インドで出会った卵もほとんど食べないベジタリアンの人たちもまた、アグレッシブさがあまりない、やさしくて夢見がちな人たちが多かったのですが、肉や魚を食べない分、バターやビスケットのような甘いものに偏ってしまい、変な太り方をしていたり、糖尿になっている人も少なくありませんでした。

一方、肉や魚を食べるようになると、体が元気になり、今まで体やメンタル面がだいぶ弱っていたことに気づかされました。体が丈夫になるにつれ、食べることへの楽しみや欲が刺激されるようになり、未来をよりよいものにしたいという希望がフツフツと湧いてきたり、「負けてたまるか」的な闘争心も促進され、現実を生きるためのエネルギーを得ることができるようになったように思います。日々をもっと向上させたい、もっと幸せになりたい、今ここではなく、今後よりよくなるために。的なマインドの方向性に変わり、ある意味ベジタリアンだったときの心理状態とは逆の方向に促されます。

そもそもアーユルヴェーダでは、どのように見ているのでしょうか。

インドのヨガ指導者&哲学者ヴィヴェカナンダ

 

■『ベジタリアンのメリット』

ベジタリアンの習慣は、セルフコントロールを覚えるために役立ち、サットヴァ質(純粋性。平和、存在するものへの愛、楽観性、高潔さなど)を高める質と考えられ、霊的探求者が選ぶ食習慣とされています。デメリットについては、ほとんど語られていません。

 

■『ノンベジタリアンのメリットとデメリット』

一方、ノンベジタリアンの食べ物は、タンパク質とビタミンB類(特にビタミンB12)の素晴らしい源であり、バランスのとれたノンベジタリアンの食習慣は、体を丈夫にします。アーユルヴェーダでは、肉スープは、最も栄養価の高い飲み物のひとつとして説明しています。また、ヨガの指導者の一人、ヴィヴェカナンダ氏は、「より高い霊的修行のためには、体はとても強くなければならない」と語ったといわれています。アーユルヴェーダでは、動物がもつ活発な質のため、動物の肉は、人体の細胞記憶を活発にするため、人間を弱くする病気(貧血症、無気力症、衰弱、血液や精液の深刻な欠乏症、関節・器官・内臓・血管の酷い痛みなど)に悩む人たちのための薬として肉を使ってきました。
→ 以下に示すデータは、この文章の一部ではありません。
PR #382, opened 2022-10-12
fix  main thread was stuck

wangyuanyuanyy:
Fix main thread was stuck caused by `[NSData dataWithContentsOfURL:url]`

### DIFF
--- a/adapters/Pangle/PangleAdapter/Bidding/GADPangleRTBNativeRenderer.m
+++ b/adapters/Pangle/PangleAdapter/Bidding/GADPangleRTBNativeRenderer.m
@@ -88,25 +88,34 @@
                  strongSelf->_nativeAd = nativeAd;
                  strongSelf->_nativeAd.delegate = strongSelf;
                  strongSelf->_nativeAd.rootViewController = adConfiguration.topViewController;
-
-                 if (strongSelf->_loadCompletionHandler) {
-                   id<GADMediationNativeAdEventDelegate> delegate =
-                       strongSelf->_loadCompletionHandler(strongSelf, nil);
-                   strongSelf->_delegate = delegate;
-                 }
+      
+                 [strongSelf loadRequireData];
                }];
 }
 
-#pragma mark - GADMediationNativeAd
-
-- (GADNativeAdImage *)icon {
-  if (!_icon) {
-    if (_nativeAd.data.icon && _nativeAd.data.icon.imageURL != nil) {
-      _icon = [self imageWithUrlString:_nativeAd.data.icon.imageURL];
-    }
-  }
-  return _icon;
+- (void)loadRequireData {
+    NSString *urlString = _nativeAd.data.icon.imageURL;
+    dispatch_async(dispatch_get_global_queue(0, 0), ^{
+        NSURL *url = [NSURL URLWithString:urlString];
+        NSData *data = [NSData dataWithContentsOfURL:url];
+        GADPangleRTBNativeRenderer *__weak weakSelf = self;
+        dispatch_async(dispatch_get_main_queue(), ^{
+            GADPangleRTBNativeRenderer *strongSelf = weakSelf;
+            if (!strongSelf) {
+               return;
+            }
+            GADNativeAdImage *image = [[GADNativeAdImage alloc] initWithImage:[UIImage imageWithData:data]];
+            strongSelf->_icon = image;
+            if (strongSelf->_loadCompletionHandler) {
+              id<GADMediationNativeAdEventDelegate> delegate =
+                  strongSelf->_loadCompletionHandler(strongSelf, nil);
+              strongSelf->_delegate = delegate;
+            }
+        });
+    });
 }
+
+#pragma mark - GADMediationNativeAd
 
 - (UIView *)mediaView {
   return _relatedView.mediaView;
@@ -178,13 +187,6 @@
 
 - (BOOL)handlesUserImpressions {
   return YES;
-}
-
-- (GADNativeAdImage *)imageWithUrlString:(NSString *)urlString {
-  NSURL *url = [NSURL URLWithString:urlString];
-  NSData *data = [NSData dataWithContentsOfURL:url];
-  UIImage *image = [UIImage imageWithData:data];
-  return [[GADNativeAdImage alloc] initWithImage:image];
 }
 
 - (void)didRenderInView:(nonnull UIView *)view
--- a/adapters/Pangle/PangleAdapter/Bidding/GADPangleRTBNativeRenderer.m
+++ b/adapters/Pangle/PangleAdapter/Bidding/GADPangleRTBNativeRenderer.m
@@ -95,21 +95,27 @@
 
 - (void)loadRequireData {
     NSString *urlString = _nativeAd.data.icon.imageURL;
-    dispatch_async(dispatch_get_global_queue(0, 0), ^{
-        NSURL *url = [NSURL URLWithString:urlString];
+    if (!urlString.length) {
+        if (_loadCompletionHandler) _delegate = _loadCompletionHandler(self,nil);
+        return;
+    }
+    NSURL *url = [NSURL URLWithString:urlString];
+    if (!url) {
+        if (_loadCompletionHandler) _delegate = _loadCompletionHandler(self,nil);
+        return;
+    }
+    dispatch_async(dispatch_get_global_queue(DISPATCH_QUEUE_PRIORITY_HIGH, 0), ^{
         NSData *data = [NSData dataWithContentsOfURL:url];
-        GADPangleRTBNativeRenderer *__weak weakSelf = self;
         dispatch_async(dispatch_get_main_queue(), ^{
-            GADPangleRTBNativeRenderer *strongSelf = weakSelf;
-            if (!strongSelf) {
-               return;
+            if (!self) {
+                return;
             }
             GADNativeAdImage *image = [[GADNativeAdImage alloc] initWithImage:[UIImage imageWithData:data]];
-            strongSelf->_icon = image;
-            if (strongSelf->_loadCompletionHandler) {
+            self->_icon = image;
+            if (self->_loadCompletionHandler) {
               id<GADMediationNativeAdEventDelegate> delegate =
-                  strongSelf->_loadCompletionHandler(strongSelf, nil);
-              strongSelf->_delegate = delegate;
+                  self->_loadCompletionHandler(self, nil);
+              self->_delegate = delegate;
             }
         });
     });
--- a/adapters/Pangle/PangleAdapter/Bidding/GADPangleRTBNativeRenderer.m
+++ b/adapters/Pangle/PangleAdapter/Bidding/GADPangleRTBNativeRenderer.m
@@ -126,40 +126,40 @@
   return _icon;
 }
 
-- (UIView *)mediaView {
+- (nullable UIView *)mediaView {
   return _relatedView.mediaView;
 }
 
-- (UIView *)adChoicesView {
+- (nullable UIView *)adChoicesView {
   return _relatedView.logoADImageView;
 }
 
-- (NSString *)headline {
+- (nullable NSString *)headline {
   if (_nativeAd && _nativeAd.data) {
     return _nativeAd.data.AdTitle;
   }
   return nil;
 }
 
-- (NSString *)body {
+- (nullable NSString *)body {
   if (_nativeAd && _nativeAd.data) {
     return _nativeAd.data.AdDescription;
   }
   return nil;
 }
 
-- (NSString *)callToAction {
+- (nullable NSString *)callToAction {
   if (_nativeAd && _nativeAd.data) {
     return _nativeAd.data.buttonText;
   }
   return nil;
 }
 
-- (NSDecimalNumber *)starRating {
+- (nullable NSDecimalNumber *)starRating {
   return nil;
 }
 
-- (NSArray<GADNativeAdImage *> *)images {
+- (nullable NSArray<GADNativeAdImage *> *)images {
   return nil;
 }
 
@@ -167,18 +167,18 @@
   return nil;
 }
 
-- (NSString *)price {
+- (nullable NSString *)price {
   return nil;
 }
 
-- (NSString *)advertiser {
+- (nullable NSString *)advertiser {
   if (_nativeAd && _nativeAd.data) {
     return _nativeAd.data.AdTitle;
   }
   return nil;
 }
 
-- (NSDictionary<NSString *, id> *)extraAssets {
+- (nullable NSDictionary<NSString *, id> *)extraAssets {
   return nil;
 }
 
--- a/adapters/Pangle/PangleAdapter/Bidding/GADPangleRTBNativeRenderer.m
+++ b/adapters/Pangle/PangleAdapter/Bidding/GADPangleRTBNativeRenderer.m
@@ -94,14 +94,21 @@
 }
 
 - (void)loadRequiredData {
+    GADPangleRTBNativeRenderer *__weak weakSelf = self;
+    void (^localBlock)(void) = ^{
+        GADPangleRTBNativeRenderer *strongSelf = weakSelf;
+        if (strongSelf && strongSelf->_loadCompletionHandler) {
+            strongSelf->_delegate = strongSelf->_loadCompletionHandler(strongSelf,nil);
+        }
+    };
     NSString *URLString = _nativeAd.data.icon.imageURL;
     if (!URLString.length) {
-        if (_loadCompletionHandler) _delegate = _loadCompletionHandler(self,nil);
+        localBlock();
         return;
     }
     NSURL *url = [NSURL URLWithString:URLString];
     if (!url) {
-        if (_loadCompletionHandler) _delegate = _loadCompletionHandler(self,nil);
+        localBlock();
         return;
     }
     NSURLSession *session = [NSURLSession sharedSession];
@@ -112,11 +119,7 @@
             }
             GADNativeAdImage *image = (!error && data) ? [[GADNativeAdImage alloc] initWithImage:[UIImage imageWithData:data]] : nil;
             self->_icon = image;
-            if (self->_loadCompletionHandler) {
-              id<GADMediationNativeAdEventDelegate> delegate =
-                  self->_loadCompletionHandler(self, nil);
-              self->_delegate = delegate;
-            }
+            localBlock();
         });
     }];
     [task resume];
--- a/adapters/Pangle/PangleAdapter/Bidding/GADPangleRTBNativeRenderer.m
+++ b/adapters/Pangle/PangleAdapter/Bidding/GADPangleRTBNativeRenderer.m
@@ -104,13 +104,13 @@
         if (_loadCompletionHandler) _delegate = _loadCompletionHandler(self,nil);
         return;
     }
-    dispatch_async(dispatch_get_global_queue(0, 0), ^{
-        NSData *data = [NSData dataWithContentsOfURL:url];
+    NSURLSession *session = [NSURLSession sharedSession];
+    NSURLSessionDataTask *task = [session dataTaskWithURL:url completionHandler:^(NSData * _Nullable data, NSURLResponse * _Nullable response, NSError * _Nullable error) {
         dispatch_async(dispatch_get_main_queue(), ^{
             if (!self) {
                 return;
             }
-            GADNativeAdImage *image = [[GADNativeAdImage alloc] initWithImage:[UIImage imageWithData:data]];
+            GADNativeAdImage *image = (!error && data) ? [[GADNativeAdImage alloc] initWithImage:[UIImage imageWithData:data]] : nil;
             self->_icon = image;
             if (self->_loadCompletionHandler) {
               id<GADMediationNativeAdEventDelegate> delegate =
@@ -118,7 +118,8 @@
               self->_delegate = delegate;
             }
         });
-    });
+    }];
+    [task resume];
 }
 
 #pragma mark - GADMediationNativeAd
--- a/adapters/Pangle/PangleAdapter/Bidding/GADPangleRTBNativeRenderer.m
+++ b/adapters/Pangle/PangleAdapter/Bidding/GADPangleRTBNativeRenderer.m
@@ -122,6 +122,9 @@
 }
 
 #pragma mark - GADMediationNativeAd
+- (nullable GADNativeAdImage *)icon {
+  return _icon;
+}
 
 - (UIView *)mediaView {
   return _relatedView.mediaView;
--- a/adapters/Pangle/PangleAdapter/Bidding/GADPangleRTBNativeRenderer.m
+++ b/adapters/Pangle/PangleAdapter/Bidding/GADPangleRTBNativeRenderer.m
@@ -89,17 +89,17 @@
                  strongSelf->_nativeAd.delegate = strongSelf;
                  strongSelf->_nativeAd.rootViewController = adConfiguration.topViewController;
       
-                 [strongSelf loadRequireData];
+                 [strongSelf loadRequiredData];
                }];
 }
 
-- (void)loadRequireData {
-    NSString *urlString = _nativeAd.data.icon.imageURL;
-    if (!urlString.length) {
+- (void)loadRequiredData {
+    NSString *URLString = _nativeAd.data.icon.imageURL;
+    if (!URLString.length) {
         if (_loadCompletionHandler) _delegate = _loadCompletionHandler(self,nil);
         return;
     }
-    NSURL *url = [NSURL URLWithString:urlString];
+    NSURL *url = [NSURL URLWithString:URLString];
     if (!url) {
         if (_loadCompletionHandler) _delegate = _loadCompletionHandler(self,nil);
         return;
--- a/adapters/Pangle/PangleAdapter/Bidding/GADPangleRTBNativeRenderer.m
+++ b/adapters/Pangle/PangleAdapter/Bidding/GADPangleRTBNativeRenderer.m
@@ -114,9 +114,6 @@
     NSURLSession *session = [NSURLSession sharedSession];
     NSURLSessionDataTask *task = [session dataTaskWithURL:url completionHandler:^(NSData * _Nullable data, NSURLResponse * _Nullable response, NSError * _Nullable error) {
         dispatch_async(dispatch_get_main_queue(), ^{
-            if (!self) {
-                return;
-            }
             GADNativeAdImage *image = (!error && data) ? [[GADNativeAdImage alloc] initWithImage:[UIImage imageWithData:data]] : nil;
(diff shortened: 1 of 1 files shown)


adapters/Pangle/PangleAdapter/Bidding/GADPangleRTBNativeRenderer.m
```diff
@@ -88,26 +88,35 @@ - (void)renderNativeAdForAdConfiguration:
...
 
-#pragma mark - GADMediationNativeAd
-
-- (GADNativeAdImage *)icon {
-  if (!_icon) {
-    if (_nativeAd.data.icon && _nativeAd.data.icon.imageURL != nil) {
-      _icon = [self imageWithUrlString:_nativeAd.data.icon.imageURL];
-    }
-  }
-  return _icon;
```
joshh-devrel, line 108: Why is this removed?

adapters/Pangle/PangleAdapter/Bidding/GADPangleRTBNativeRenderer.m
```diff
@@ -88,26 +88,35 @@ - (void)renderNativeAdForAdConfiguration:
...
+- (void)loadRequireData {
+    NSString *urlString = _nativeAd.data.icon.imageURL;
```
joshh-devrel, line 97: Is it guaranteed that we can get the `imageURL` successfully every time through accessing the property?

adapters/Pangle/PangleAdapter/Bidding/GADPangleRTBNativeRenderer.m
```diff
@@ -88,26 +88,35 @@ - (void)renderNativeAdForAdConfiguration:
...
+    dispatch_async(dispatch_get_global_queue(0, 0), ^{
```
joshh-devrel, line 98: Seems like we are having the priority `DISPATCH_QUEUE_PRIORITY_DEFAULT` here? Can you explain why this is chosen against the other priorities (e.g. `DISPATCH_QUEUE_PRIORITY_HIGH`)?

adapters/Pangle/PangleAdapter/Bidding/GADPangleRTBNativeRenderer.m
```diff
@@ -88,26 +88,35 @@ - (void)renderNativeAdForAdConfiguration:
...
-#pragma mark - GADMediationNativeAd
-
-- (GADNativeAdImage *)icon {
-  if (!_icon) {
-    if (_nativeAd.data.icon && _nativeAd.data.icon.imageURL != nil) {
-      _icon = [self imageWithUrlString:_nativeAd.data.icon.imageURL];
-    }
-  }
-  return _icon;
+- (void)loadRequireData {
```
joshh-devrel, line 96: We probably can move all the implementations to above (i.e. line `92`) without having an extra method.

adapters/Pangle/PangleAdapter/Bidding/GADPangleRTBNativeRenderer.m
```diff
@@ -88,26 +88,35 @@ - (void)renderNativeAdForAdConfiguration:
...
+    NSString *urlString = _nativeAd.data.icon.imageURL;
+    dispatch_async(dispatch_get_global_queue(0, 0), ^{
+        NSURL *url = [NSURL URLWithString:urlString];
+        NSData *data = [NSData dataWithContentsOfURL:url];
+        GADPangleRTBNativeRenderer *__weak weakSelf = self;
+        dispatch_async(dispatch_get_main_queue(), ^{
+            GADPangleRTBNativeRenderer *strongSelf = weakSelf;
+            if (!strongSelf) {
+               return;
+            }
```
joshh-devrel, line 106: Do we really need the `weakSelf` and `strongSelf` implementations here? We already do that above.

adapters/Pangle/PangleAdapter/Bidding/GADPangleRTBNativeRenderer.m
joshh-devrel: Do we need the check below?
```
if (_nativeAd.data.icon && _nativeAd.data.icon.imageURL != nil)
```

adapters/Pangle/PangleAdapter/Bidding/GADPangleRTBNativeRenderer.m
```diff
@@ -180,13 +189,6 @@ - (BOOL)handlesUserImpressions {
   return YES;
 }
 
-- (GADNativeAdImage *)imageWithUrlString:(NSString *)urlString {
-  NSURL *url = [NSURL URLWithString:urlString];
-  NSData *data = [NSData dataWithContentsOfURL:url];
-  UIImage *image = [UIImage imageWithData:data];
-  return [[GADNativeAdImage alloc] initWithImage:image];
-}
-
```
joshh-devrel, line 189: Why is this method removed? Seems like we can use it above?

adapters/Pangle/PangleAdapter/Bidding/GADPangleRTBNativeRenderer.m
```diff
@@ -88,26 +88,35 @@ - (void)renderNativeAdForAdConfiguration:
...
-    if (_nativeAd.data.icon && _nativeAd.data.icon.imageURL != nil) {
-      _icon = [self imageWithUrlString:_nativeAd.data.icon.imageURL];
-    }
-  }
-  return _icon;
+- (void)loadRequireData {
+    NSString *urlString = _nativeAd.data.icon.imageURL;
+    dispatch_async(dispatch_get_global_queue(0, 0), ^{
+        NSURL *url = [NSURL URLWithString:urlString];
+        NSData *data = [NSData dataWithContentsOfURL:url];
```
joshh-devrel, line 100: You mentioned that the thread was stuck because of this line. Can you clarify about this? Should there be a fix in Pangle SDK if the url cannot be populated?

wangyuanyuanyy: `Don't use this synchronous method to request network-based URLs. For network-based URLs, this method can block the current thread for tens of seconds on a slow network, resulting in a poor user experience, and in iOS, may cause your app to be terminated.` in apple development doc

adapters/Pangle/PangleAdapter/Bidding/GADPangleRTBNativeRenderer.m
wangyuanyuanyy: It moved in `- (void)loadRequireData`

adapters/Pangle/PangleAdapter/Bidding/GADPangleRTBNativeRenderer.m
wangyuanyuanyy: I will remove it.

adapters/Pangle/PangleAdapter/Bidding/GADPangleRTBNativeRenderer.m
wangyuanyuanyy: Will this nest too many levels? Code is less readable.

adapters/Pangle/PangleAdapter/Bidding/GADPangleRTBNativeRenderer.m
wangyuanyuanyy: ok~

adapters/Pangle/PangleAdapter/Bidding/GADPangleRTBNativeRenderer.m
wangyuanyuanyy: I changed the code.

adapters/Pangle/PangleAdapter/Bidding/GADPangleRTBNativeRenderer.m
wangyuanyuanyy: The `_icon` set in `-loadRequireData`

adapters/Pangle/PangleAdapter/Bidding/GADPangleRTBNativeRenderer.m
```diff
@@ -88,26 +88,41 @@ - (void)renderNativeAdForAdConfiguration:
...
-                   strongSelf->_delegate = delegate;
-                 }
+      
+                 [strongSelf loadRequireData];
                }];
 }
 
-#pragma mark - GADMediationNativeAd
-
-- (GADNativeAdImage *)icon {
```
joshh-devrel, line 102: We need this method to map the `icon` asset.

adapters/Pangle/PangleAdapter/Bidding/GADPangleRTBNativeRenderer.m
```diff
@@ -88,26 +88,41 @@ - (void)renderNativeAdForAdConfiguration:
...
-  if (!_icon) {
-    if (_nativeAd.data.icon && _nativeAd.data.icon.imageURL != nil) {
-      _icon = [self imageWithUrlString:_nativeAd.data.icon.imageURL];
+- (void)loadRequireData {
```
joshh-devrel, line 96: I think we should still move this method to above.

adapters/Pangle/PangleAdapter/Bidding/GADPangleRTBNativeRenderer.m
```diff
@@ -88,26 +88,41 @@ - (void)renderNativeAdForAdConfiguration:
...
+        if (_loadCompletionHandler) _delegate = _loadCompletionHandler(self,nil);
+        return;
     }
-  }
-  return _icon;
+    NSURL *url = [NSURL URLWithString:urlString];
+    if (!url) {
+        if (_loadCompletionHandler) _delegate = _loadCompletionHandler(self,nil);
+        return;
+    }
```
joshh-devrel, line 106: We shouldn't need this check if `urlString` is valid?

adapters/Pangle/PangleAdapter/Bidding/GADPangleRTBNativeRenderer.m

一方、インドでは、ノンベジタリアンの食べ物は、ラジャス質(激しい質)とタマス質(安定性/惰性)と考えられ、怒りや色欲を高めるものと考えられています。

インドの卵カレー

 

★バランスが鍵

アーユルヴェーダでは、完全に菜食になることを推奨しているわけではありません。ノンベジタリアンの食事自体には、医療効果があります。また、ある一定の期間、体の解毒や瞑想をするなら、一時的には卵も食べないベジタリアンもいいと思います。が、もともと、遺伝的によほど体が丈夫な人や、何らかの事情で、何か特定の食事制限をしなければならないような人以外は、「たっぷりの野菜+ほどよい量のノンベジフード」の組み合わせが、一番バランスがいいのではないかと思います。